Building a Simple RAG Pipeline

from sentence_transformers import SentenceTransformer, util
import numpy as np

model = SentenceTransformer('all-MiniLM-L6-v2')

# Document chunks (your knowledge base)
chunks = [
    "GPT-4 was released by OpenAI in March 2023 with multimodal capabilities.",
    "Claude 3 Opus achieved state-of-the-art performance on many benchmarks.",
    "Mistral 7B is an open-source model that outperforms Llama 2 13B.",
    "Retrieval-Augmented Generation combines a retriever with a language model.",
    "Vector databases store and index dense embeddings for fast retrieval."
]

chunk_embeddings = model.encode(chunks)

def retrieve(query, top_k=2):
    q_emb = model.encode([query])
    scores = util.cos_sim(q_emb, chunk_embeddings)[0].numpy()
    top_indices = np.argsort(scores)[::-1][:top_k]
    return [chunks[i] for i in top_indices]
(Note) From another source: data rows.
PR #1402, opened 2016-08-22
Use growl instead of playing a sound to notify about builds.

fzzzy:


bin/run-addon
```diff
@@ -100,13 +100,13 @@ while [[ -n "$1" ]] ; do
...
 if [[ -n "$upload" ]] ; then
-  playsound bin/elevator-ding-reverse.mp3
+  which growlnotify > /dev/null && growlnotify -m "Page Shot Add-on build started." || echo "Page Shot Add-on build started."
   make addon xpi
   echo "Uploading to the browser"
   echo "  (if this fails, install: https://addons.mozilla.org/en-US/firefox/addon/autoinstaller/)"
   # Doesn't return any content, leads to an unnecessary error:
   wget --post-file=build/mozilla-pageshot.xpi http://localhost:8888 || echo "no content"
-  playsound bin/elevator-ding.mp3
+  which growlnotify > /dev/null && growlnotify -m "Page Shot Add-on build finished." || echo "Page Shot Add-on build finished."
```
pdehaan: Do we need to remove `playsound()` above on L60:

```sh
playsound () {
  if [[ -e /usr/bin/afplay ]] ; then
    afplay $1 &
  fi
}
```

bin/run-server
```diff
@@ -13,11 +13,11 @@ fi
 
 run () {
   if [[ -n "$restart" ]] ; then
-    playsound bin/hole-punch-reverse.mp3
+    which growlnotify > /dev/null && growlnotify -m "Page Shot Server build started." || echo "Page Shot Server build started."
   fi
   make server
   if [[ -n "$restart" ]] ; then
-    playsound bin/hole-punch.mp3
+    which growlnotify > /dev/null && growlnotify -m "Page Shot Server build finished." || echo "Page Shot Server build finished."
```
pdehaan: Do we need to remove `playsound()` below on L32-36?

pdehaan:
Possibly also need to remove from [./bin/run-chrome-builder:14-18](https://github.com/mozilla-services/pageshot/blob/bff7f0b6104e0b6a484f9634278112dcb8b95e0f/bin/run-chrome-builder#L14-L18) and [./bin/run-chrome-builder:22](https://github.com/mozilla-services/pageshot/blob/bff7f0b6104e0b6a484f9634278112dcb8b95e0f/bin/run-chrome-builder#L22)?

fzzzy:
Addressed pdehaan's comments.

ianb:
Might be good to put a note in README, since I assume from the code that this is effectively an optional dependency

fzzzy:
I actually did put a note in the readme :)

ianb:
pffbt, I was looking at the comments instead of the changes :P

PR #1409, opened 2016-08-23
r? ianbicking Fixes #1406 Make a quick and dirty hidden install page.

### LINKED ISSUE #1406: Make a hidden page with an install button

fzzzy:


static/homepage/install.html
```diff
@@ -0,0 +1,17 @@
...
+html {
+  font-family: sans-serif;
+}
+    </style>
+  </head>
+  <body>
+    <center>
+      <img src="/static/img/pageshot.svg" height="256" width="256" />
+      <h1>Page Shot</h1>
+      <a href="https://testpilot.firefox.com/files/pageshot/pageshot-0.1.201608231911.xpi">Install</a>
```
pdehaan: Personal curiosity, but would it be possible to host the add-on on the local PageShot server?
That way we'd be able to go to dev/stage/prod servers and get the appropriate latest add-on that matches the server.

fzzzy: it already is, at /xpi/mozilla-pageshot.xpi

ianb:
The domain is whitelisted in Firefox, so having it on testpilot.firefox.com is advantageous

PR #1444, opened 2016-08-31
fix legal pages and delete account page

johngruen:


server/src/pages/delete-account/controller.js
```diff
@@ -1,5 +1,5 @@
 /* globals sendEvent */
-//const page = require("./page").page;
+const page = require("./page").page;
```
johngruen: Not actually sure why i did this, it doesn't look necessary here.

PR #1456, opened 2016-09-02
r?fzzzy Selection fixes

ianb:


fzzzy:
There are a few debug prints that should be removed, but other than that r+

ianb:
Removed and merged

PR #1465, opened 2016-09-06
r? ianbicking Fixes #1256 Check to see if test pilot is installed at page shot install time, and record it in ga.

### LINKED ISSUE #1256: Use `getAddonByID` to determine if Test Pilot is installed. Send a GA event if not.

fzzzy:


ianb:
Thanks for also keeping METRICS.md up to date!

PR #2384, opened 2017-03-14
Optional bootstrap

ianb:
and a cleanup commit (not related)

### DIFF
--- a/addon/webextension/background/loadSelector.js
+++ b/addon/webextension/background/loadSelector.js
@@ -1,4 +1,4 @@
-/* globals browser, catcher */
+/* globals browser */
 
 window.loadSelector = (function () {
   // These modules are loaded in order, and some need to be listed before others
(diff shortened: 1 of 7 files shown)


addon/webextension/background/loadSelector.js
```diff
@@ -25,14 +25,12 @@ window.loadSelector = (function () {
...
-          file: script
-        }, () => {
-          if (browser.runtime.lastError
-              && browser.runtime.lastError.message != "Script returned non-structured-clonable data") {
-              catcher.unhandled(browser.runtime.lastError, {script: script});
-              console.error("Error loading script", script, ":", browser.runtime.lastError);
-          }
+        return browser.tabs.executeScript({file: script}).then(() => {
+          return;
+        }, (error) => {
```
pdehaan: should this just use a `.catch()` block instead of an empty `.then()`?

PR #2386, opened 2017-03-14
WIP solution to issue#2315

garbados:
Hello! First PR :D

This solution to [fix bin/run-addon to work on non-osx](https://github.com/mozilla-services/pageshot/issues/2315) uses `uname` to determine the host OS, setting `$open` with the command to open Firefox appropriately. By default, `$open` assumes a Mac host OS which has the `open` command available.

Currently, the script only modifies the default `$open` value on Linux systems, excluding Windows, FreeBSD, etc., because I don't have those systems available for testing.

This solution lacks tests because I couldn't find documentation within the project about testing procedures for scripts. I don't consider it complete it until it has tests, and existing TODOs have been resolved.

Anyway, what do you think?


bin/run-addon
```diff
@@ -12,7 +12,9 @@ firefoxes="
 /Applications/FirefoxNightly.app
 /Applications/FirefoxDeveloperEdition.app
 /Applications/FirefoxAurora.app
+/usr/bin/firefox
 "
+# TODO add more firefoxes locations? use `which` maybe?
```
ianb: Adding `$(which firefox)` to this list should work, but there's a possibility if it's not found that it will cause the script to error, in which case you'd want to use `$(which firefox || true)` (to swallow the error).  But please test first, I'm not sure what errors in scripts in string substitutions do.

bin/run-addon
```diff
@@ -79,6 +81,14 @@ while [[ -n "$1" ]] ; do
   esac
 done
 
+open="open $binary" # assumes Mac OS, availability of 'open' command
```
ianb: This seems fine – defaulting to Linux and looking for `"$(uname)" = "Darwin" ` would also be fine.

bin/run-addon
```diff
@@ -79,6 +81,14 @@ while [[ -n "$1" ]] ; do
...
+unamestr=$(uname)
+if [[ "$unamestr" == "Linux" ]]; then
+  open=$binary
+# elif [[ "$unamestr" == "" ]]; then
+#  # TODO add cases for Windows, FreeBSD, etc.
```
ianb: FreeBSD should be the same as Linux, which is maybe a good reason to test for Mac and default to Linux.  On Windows the development process is probably very broken in ways I haven't even considered!

bin/run-addon
```diff
@@ -79,6 +81,14 @@ while [[ -n "$1" ]] ; do
   esac
 done
 
+open="open $binary" # assumes Mac OS, availability of 'open' command
+unamestr=$(uname)
+if [[ "$unamestr" == "Linux" ]]; then
```
ianb: You can use a single `=` here

bin/run-addon
```diff
@@ -92,15 +102,15 @@ if [[ -n "$setup_profile" ]] ; then
...
     echo "Creating profile in $profile_dir running:"
-    echo " " open "$binary" -n --args -new-instance -no-remote -CreateProfile "PageShotTestProfile $profile_dir"
-    open "$binary" -n --args -new-instance -no-remote -CreateProfile "PageShotTestProfile $profile_dir"
+    echo " " $open -n --args -new-instance -no-remote -CreateProfile "PageShotTestProfile $profile_dir"
+    $open -n --args -new-instance -no-remote -CreateProfile "PageShotTestProfile $profile_dir"
     echo "Opening profile running:"
-    echo " " open "$binary" -n --args -new-instance -no-remote -profile "$profile_dir" -url http://locahost:10080
-    open "$binary" -n --args -new-instance -no-remote -profile "$profile_dir" -url http://locahost:10080
+    echo " " $open -n --args -new-instance -no-remote -profile "$profile_dir" -url http://locahost:10080
+    $open -n --args -new-instance -no-remote -profile "$profile_dir" -url http://locahost:10080
```
ianb: You should update your repository – it looks like you are working from an old revision.  In particular this has the typo of `locahost` instead of `localhost` which was fixed a while ago (and gives this PR a merge conflict)

garbados:
Thanks for the feedback! I made changes responding to the review. Anything else to do on my end?

ianb:
Looks good, thanks!

PR #2388, opened 2017-03-15
Add CONTRIBUTORS.md file

### LINKED ISSUE #2380: Add Contributors.md
Could be two bugs, but we should add all things contrib related!

pdehaan:
I generated this file manually using my script from https://github.com/mozilla-services/pageshot/issues/2380#issuecomment-286587433 &mdash; then I trimmed a couple of unwanted contributors (Bizarro and greenkeeperio-bot).

Not sure if the want to turn this into some ./bin/contributors script and hook into the Makefile so we can do this in a more automated way on each release (since we'll presumably have new contributors in the future).

Also noteworthy is that this only determines contributors based on Git commits, and doesn't include names of other people behind the scenes (such as our excellent UX team, UR team, legal team, l20n team, catering team, etc).

Fixes #2380

### DIFF
--- a/CONTRIBUTORS.md
+++ b/CONTRIBUTORS.md
@@ -1,0 +1,20 @@
+Abel 'Akronix' Serrano Juste
+Ben Ennis
+Bram Pitoyo
+Chuck Harmston
+Cory Price
+Daniel Thorn
+Danny Coates
+Donovan Preston
+Erik Vold
+Ian Bicking
+Jared Hirsch
+John Gruen
+Kit Cambridge
+Mark Banner
+Michael R. Bernstein
+niharikak101
+Peter deHaan
+Sadika Sumanapala
+Wil Clouser
+YFdyh000


wresuolc:
We should err on the side of being too broad here.  I suggest we give up hope of this being automated and spend some time collecting names from everyone involved.  I can do a first pass.

CONTRIBUTORS.md
```diff
@@ -0,0 +1,20 @@
+Abel 'Akronix' Serrano Juste
```
wresuolc: These should probably be a bulleted list?  GH render is showing them all on one line

ianb:
Some of the people just did one-line README fixes and stuff.  But if you run `git shortlog` you see the commits and it's pretty obvious.

As a release procedure we could do `git shortlog stable..master` to see if we need to make additions.

wresuolc:
first draft @ https://public.etherpad-mozilla.org/p/pwkFIoEL4e .  please edit as needed

CONTRIBUTORS.md
johngruen: @wresuolc markdown needs two spaces to represent a RETURN so
`Ben Ennis  ` not  
`Ben Ennis `

pdehaan:
I just noticed we have an empty [/CREDITS.md](https://github.com/mozilla-services/screenshots/blob/master/CREDITS.md) file in the root folder. Not sure if this is the same general concept as CONTRIBUTORS, or if we intended CREDITS.md to have something else: https://github.com/mozilla-services/screenshots/blob/master/CREDITS.md

CONTRIBUTORS.md
pdehaan: Since we aren't using Markdown at all in this file, should we just rename it to CONTRIBUTORS (sans extension) so it renders as plain text?

ianb:
I guess CREDITS.md used to refer to a library that we no longer use.  I guess we should remove that file.

ianb:
@pdehaan I'll land this one

ianb:
I did this in PR #2492

PR #2389, opened 2017-03-15
added selector ui toggling

dannycoates:
I apologize for the size of the diff. I ran into a few other bugs as I went. More comments in the diff...


addon/webextension/background/communication.js
```diff
@@ -18,6 +18,7 @@ window.communication = (function () {
     let func = registeredFunctions[req.funcName];
     let result;
     try {
+      req.args.push(sender);
```
dannycoates: I found I needed the `tab.id` in the `closeSelector` handler. It's probably generally useful to make this available, and I didn't find a case where it broke anything.

addon/webextension/README.md
```diff
@@ -8,7 +8,7 @@ This contains all the files for the WebExtension.  Most files are not "built", b
   2. The selector content worker, in `selector/`
   3. The site helper that communicates with the Page Shot website, in `site-helper.js`
 - The background process is loaded according to a list in `manifest.json.template` – if there are load order dependencies, they must be manually managed with that list
-- The selector content worker is loaded with a list in `background/loadSelector.js`.  Again this must be manually maintained.
+- The selector content worker is loaded with a list in `background/selectorLoader.js`.  Again this must be manually maintained.
```
dannycoates: I combined the functionality of `loadSelector.js` and `lifecycle.js` into `selectorLoader.js`. It was a bit easier for me to reason through it that way.

addon/webextension/background/main.js
```diff
@@ -25,6 +26,17 @@ window.main = (function () {
     }
   }
 
+  function setIconActive(active, tabId) {
+    const path = active ? "icons/pageshot-icon-green-38.png" : "icons/pageshot-icon-38.png";
+    browser.browserAction.setIcon({path, tabId});
```
dannycoates: Changes the icon to green when the selector is visible. @johngruen I know the color is bad, please change it.

addon/webextension/background/main.js
```diff
@@ -82,6 +94,10 @@ window.main = (function () {
     }
   });
 
+  communication.register("closeSelector", sender => {
```
dannycoates: I needed this to signal that the icon should go back to grey since there's more ways to get out of the selector ui than getting in. Originally this did more but I narrowed it down to this.

addon/webextension/background/selectorLoader.js
```diff
@@ -0,0 +1,74 @@
...
+    "selector/documentMetadata.js",
+    "selector/util.js",
+    "selector/ui.js",
+    "selector/shooter.js",
+    "selector/uicontrol.js"
+  ];
+
+  exports.unloadIfLoaded = function () {
+    return browser.tabs.executeScript({
+      code: "window.selectorLoader && window.selectorLoader.unloadModules()"
```
dannycoates: This replaces the code in `lifecycle.js` that unloaded the previous run. Since the toggle disables on the second press we don't want to load the scripts again after this.

addon/webextension/background/selectorLoader.js
```diff
@@ -0,0 +1,74 @@
...
+    }).then(result => {
+      return result && result.toString() === "true";
+    });
+  };
+
+  exports.loadModules = function () {
+    return scripts.reduce(
```
dannycoates: I went a little fancier here with the `reduce` but we can go back to the other way if preferred.

addon/webextension/background/selectorLoader.js
```diff
@@ -0,0 +1,74 @@
...
+        previous.then(() => browser.tabs.executeScript({file})),
+      Promise.resolve(null))
+      .catch(err => {
+        console.error(`Error loading script: ${err}`);
+        catcher.unhandled(err);
+        exports.unloadModules();
+      });
+  };
+
+  exports.unloadModules = function () {
```
dannycoates: This deletes everything including catcher (last). I think the unloading is clean enough that its safe to do it.

addon/webextension/selector/shooter.js
```diff
@@ -81,8 +77,7 @@ window.shooter = (function () { // eslint-disable-line no-unused-vars
     }).then((url) => {
       const copied = window.clipboard.copy(url);
       return callBackground("openShot", { url, copied });
-    }));
-    exports.deactivate();
+    }).then(() => uicontrol.deactivate()));
```
dannycoates: `deactivate` calls `selectorLoader.unloadModules` so it needs to wait until after the background call

addon/webextension/selector/shooter.js
```diff
@@ -104,11 +99,6 @@ window.shooter = (function () { // eslint-disable-line no-unused-vars
     }));
   };
 
-  /** Happens when the URL changes via window.history */
-  exports.popstate = catcher.watchFunction(function () {
```
dannycoates: popstate wasn't working so I removed this

addon/webextension/selector/ui.js
```diff
@@ -519,6 +519,7 @@ window.ui = (function () { // eslint-disable-line no-unused-vars
       }
     }
     exports.iframe.remove();
+    exports.Box.remove();
```
dannycoates: moved from `uicontrol.deactivate`

addon/webextension/selector/uicontrol.js
```diff
@@ -353,8 +353,9 @@ window.uicontrol = (function () {
       this.cachedEl = null;
       ui.Box.remove();
       ui.WholePageOverlay.display(standardOverlayCallbacks);
-      document.addEventListener("keyup", watchFunction(keyupHandler), false);
```
dannycoates: this wasn't getting removed in `removeHandlers` since the wrapped function isn't the same as `keyupHandler`

addon/webextension/selector/uicontrol.js
```diff
@@ -778,12 +779,11 @@ window.uicontrol = (function () {
 
   exports.deactivate = function () {
     try {
-      ui.Box.remove();
-      ui.remove();
```
dannycoates: called as `unload` by `unloadModules`

addon/webextension/selector/uicontrol.js
```diff
@@ -778,12 +779,11 @@ window.uicontrol = (function () {
...
-      removeHandlers();
```
dannycoates: called on `unload`

addon/webextension/selector/uicontrol.js
```diff
@@ -822,6 +821,7 @@ window.uicontrol = (function () {
       primedDocumentHandlers.set(eventName, fn);
     });
     primedDocumentHandlers.set("keyup", keyupHandler);
+    window.addEventListener('beforeunload', beforeunloadHandler);
```
dannycoates: the `popstate` event wasn't being triggered by back/forward buttons. `beforeunload` is the best option I found. `unload` seems to be too late.

addon/webextension/selector/uicontrol.js
```diff
@@ -832,15 +832,19 @@ window.uicontrol = (function () {
...
+
   function keyupHandler(event) {
     if (event.ctrlKey || event.shiftKey || event.altKey || event.metaKey) {
       // Modified
       return;
     }
     if ((event.key || event.code) === "Escape") {
-      exports.deactivate();
       sendEvent("cancel-shot", "keyboard-escape");
-      shooter.deactivate();
```
dannycoates: `shooter.deactivate` was just calling `uicontrol.deactivate` so I removed it

ianb:
There should be a specific event for this, like `addon/cancel-selection/toolbar-pageshot-button`

This should also be noted in METRICS.md

addon/webextension/background/communication.js
ianb: We'll just have to be sure that we don't have any functions with implicitly optional last arguments.  Which, on consideration... we do!  `sendEvent` works this way.

We could overload `this` with the sender, but that's kind of a lame form of optional argument.  We could be very careful about how sendEvent works and look for any object arguments where we expect strings, though there's an optional options argument at the end of sendEvent that is an object.  We could also change sendEvent in the selector process to always send the expected number of arguments.  I'm not sure what the best approach is.

addon/webextension/background/main.js
ianb: We should have a followup bug, but it doesn't have to block this landing.

addon/webextension/background/selectorLoader.js
```diff
@@ -0,0 +1,74 @@
...
+    return scripts.reduce(
+      (previous, file) =>
+        previous.then(() => browser.tabs.executeScript({file})),
+      Promise.resolve(null))
+      .catch(err => {
+        console.error(`Error loading script: ${err}`);
+        catcher.unhandled(err);
+        exports.unloadModules();
+      });
+  };
```
ianb: I liked it the previous way, reduce always seems too clever to me.  Also I believe the previous logic included the script name when there was an error, and when there's an error the script name is very helpful (and not always available).

Also I think unloadModules is a good guard when there's an error, but we should let the caller handle the error and not do catcher.unhandled here.

addon/webextension/background/communication.js
dannycoates: I'm gonna move `sender` to be the first argument. The `register`ed callback will change signature to `(sender, ...args)`

dannycoates:
Thanks @ianb, new commit addresses those changes.

addon/webextension/background/main.js
dannycoates: #2403

Issue #2319, opened 2017-03-08
Document or script patch creation


ianb:
After copying files into the Firefox tree (#2318) we need to produce a patch and put the patch in Bugzilla.  This could be documented or scripted, or some combination of the two.

Standard8:
I'd suggest scripted. I had something for Loop that could do this, so I'll see if I can pull it out.

Standard8:
We've now got a scripted way of exporting to mozilla-central (#2407).

I don't have requirements for creating bugs, but it should be pretty easy to adapt https://github.com/mozilla/loop/blob/master/bin/create_release.py to file bugs automatically & post patches. 

The one thing that is slightly different is that the export_mc.py script created in #2407 already does the creating of a branch & commit from which to push the changes. Hence the first part of `releaseMozillaCentral` just needs to make a call to that script.

6a68:
Hmm. Looking at the create_release.py script, I think it would be good to create a bugzilla component for firefox release requests and security bugs.

johngruen:
Closing for now since current process seems to be working

PR #2393, opened 2017-03-15
Add flake8 lint checking of python files

Standard8:
For #2319 I'm creating a script that's going to use python (because that's currently the one language I can find a decent supported bugzilla API integration for).

Hence as part of that, we're going to need a .venv, and we might as well get flake8 set up as well to help with getting the scripts clean.


Makefile
```diff
@@ -103,6 +104,14 @@ else
   FIND_COMMAND := find -E $(GIT_EXPORT_DIR)
 endif
 
+$(VENV): bin/require.pip
+	virtualenv -p python2.7 $(VENV)
+	. $(VENV)/bin/activate && pip install -r bin/require.pip
```
Standard8: > This could be $(VENV)/bin/pip install -r bin/require.pip

Actually, that doesn't seem to work for pip install - looks like it needs the activation first.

query = "What open-source model is competitive with larger models?"
context = retrieve(query)
print("Retrieved context:")
for c in context:
    print(f"  - {c}")

# In a real RAG pipeline, you'd pass this context to an LLM:
# prompt = f"Context: {' '.join(context)}\n\nQuestion: {query}\n\nAnswer:"

Model Comparison

Model	Dimensions	Speed	Quality	Use case
all-MiniLM-L6-v2	384	Fast	Good	General, low-latency
all-mpnet-base-v2	768	Medium	Better	General, higher accuracy
multi-qa-mpnet-base	768	Medium	Great for QA	Q&A retrieval
e5-large-v2	1024	Slow	Excellent	High-accuracy retrieval
text-embedding-3-large (OpenAI)	3072	API	Excellent	Production via API

OpenAI Embeddings via API

from openai import OpenAI

client = OpenAI()

def get_embedding(text, model="text-embedding-3-small"):
    response = client.embeddings.create(input=text, model=model)
    return response.data[0].embedding

emb = get_embedding("How do sentence embeddings work?")
print(f"Embedding dimension: {len(emb)}")  # 1536 for text-embedding-3-small

OpenAI’s text-embedding-3-large produces 3072-dimensional embeddings and ranks among the top performers on the MTEB benchmark for semantic similarity and retrieval tasks.